What you have to do: Go through the entries, filter for the word "signature", and copy every line that has it.

Supplied material:

PR #213, opened 2024-03-05
Check connected peer weight

cam-schultz:
## Why this should be merged
Currently, we abandon message relaying if we fail to connect to any of the subnet validators. However, the aggregate signature only needs a quorum of stake weight to be valid, so this constraint is overly restrictive.

This change relaxes that constraint by attempting to connect to all peers, then comparing the total connected stake against the quorum value of the destination blockchain.

## How this works
`AppRequestNetwork.ConnectPeers` returns the set of connected peers, and no error. It is up to the caller to determine if the returned value constitutes an error. The message relayer uses the connected stake to determine whether or not to proceed with relaying.

## How this was tested
CI

## How is this documented
N/A

### DIFF
--- a/peers/app_request_network.go
+++ b/peers/app_request_network.go
@@ -183,21 +183,15 @@ func NewNetwork(
 }
 
 // ConnectPeers connects the network to peers with the given nodeIDs.
-// On success, returns the provided set of nodeIDs and a nil error.
-// On failure, returns the set of nodeIDs that successfully connected and an error.
-func (n *AppRequestNetwork) ConnectPeers(nodeIDs set.Set[ids.NodeID]) (set.Set[ids.NodeID], error) {
+// Returns the set of nodeIDs that were successfully connected to.
+func (n *AppRequestNetwork) ConnectPeers(nodeIDs set.Set[ids.NodeID]) set.Set[ids.NodeID] {
 	n.lock.Lock()
 	defer n.lock.Unlock()
-
-	var (
-		retErr       error
-		trackedNodes set.Set[ids.NodeID]
-	)
 
 	// First, check if we are already connected to all the peers
 	connectedPeers := n.Network.PeerInfo(nodeIDs.List())
 	if len(connectedPeers) == nodeIDs.Len() {
-		return nodeIDs, nil
+		return nodeIDs
 	}
 
 	// If we are not connected to all the peers already, then we have to iterate
@@ -212,10 +206,11 @@ func (n *AppRequestNetwork) ConnectPeers(nodeIDs set.Set[ids.NodeID]) (set.Set[i
 			"Failed to get peers",
 			zap.Error(err),
 		)
-		return nil, err
+		return nil
 	}
 
 	// Attempt to connect to each peer
+	var trackedNodes set.Set[ids.NodeID]
 	for _, peer := range peers {
 		if nodeIDs.Contains(peer.ID) {
 			ipPort, err := ips.ToIPPort(peer.PublicIP)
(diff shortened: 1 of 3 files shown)


geoff-vball (dismissed):

relayer/message_relayer.go
```diff
@@ -247,13 +247,19 @@ func (r *messageRelayer) createSignedMessageAppRequest(requestID uint32) (*avala
 	for node := range nodeValidatorIndexMap {
 		nodeIDs.Add(node)
 	}
+	connectedNodes := r.relayer.network.ConnectPeers(nodeIDs)
 
-	// TODO: We may still be able to proceed with signature aggregation even if we fail to connect to some peers.
-	// 		 We should check if the connected set represents sufficient stake, and continue if so.
-	_, err = r.relayer.network.ConnectPeers(nodeIDs)
-	if err != nil {
+	// Check if we've connected to a stake threshold of nodes
```
michaelkaplan13, line 252: May want to move this to a `checkSufficientStakeConnected` helper.

peers/app_request_network.go
```diff
@@ -225,43 +220,39 @@ func (n *AppRequestNetwork) ConnectPeers(nodeIDs set.Set[ids.NodeID]) (set.Set[i
...
 			n.Network.ManuallyTrack(peer.ID, ipPort)
 			if len(trackedNodes) == nodeIDs.Len() {
-				return trackedNodes, retErr
+				return trackedNodes
 			}
 		}
 	}
 
-	// attempt adding api node in case it is a validator
+	// If we haven't yet connected to all peers, attempt to connect to the API node in case it is a validator
```
michaelkaplan13, line 233: If the API node is a validator, wouldn't it's node ID already have been included in `nodeIDs`? I find it a little odd that the caller here gets to specify a set of node IDs to connect to but the implementation may add to that set.

cam-schultz: If we reach this point, the only thing we'd want to do is manually track the Info API node as a potential validator. The passed in list of `nodeIDs` is the full set of subnet validators as fetched from the P-Chain, so we should definitely not mutate that list. I think what's missing here are validation checks that the fetched Info API node ID is in fact in the validator set. I'll add that check in.

cam-schultz: @michaelkaplan13 let me know if this approach makes sense to you. We're not mutating the input list at all.

cam-schultz: Rewrote the comment to make it clear that we're checking for the case in which the API node is in `nodeIDs`

geoff-vball (approved):

peers/app_request_network.go
michaelkaplan13: Ah, yeah that makes sense, thanks.

relayer/message_relayer.go
cam-schultz: Modified this to use the existing `utils.CheckStakeWeightExceedsThreshold` helper. I don't think it's worth adding another helper just to calculate the connected stake though.

michaelkaplan13 (dismissed):

relayer/message_relayer.go
michaelkaplan13: Sounds good

relayer/message_relayer.go
```diff
@@ -247,13 +247,24 @@ func (r *messageRelayer) createSignedMessageAppRequest(requestID uint32) (*avala
...
+		totalValidatorWeight,
+		r.warpQuorum.QuorumNumerator,
+		r.warpQuorum.QuorumDenominator,
+	) {
 		r.relayer.logger.Error(
-			"Failed to connect to peers",
+			"Failed to connect to a threshold of stake",
+			zap.Uint64("connectedWeight", connectedWeight),
+			zap.Uint64("totalValidatorWeight", totalValidatorWeight),
+			zap.Any("warpQuorum", r.warpQuorum),
```
geoff-vball, line 267: `err` referenced on lines 268 and 270 is no longer referencing a relevant error.

cam-schultz: Fixed

geoff-vball (approved):

michaelkaplan13 (approved):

Exercise solution:
Currently, we abandon message relaying if we fail to connect to any of the subnet validators. However, the aggregate signature only needs a quorum of stake weight to be valid, so this constraint is overly restrictive.
-	// TODO: We may still be able to proceed with signature aggregation even if we fail to connect to some peers.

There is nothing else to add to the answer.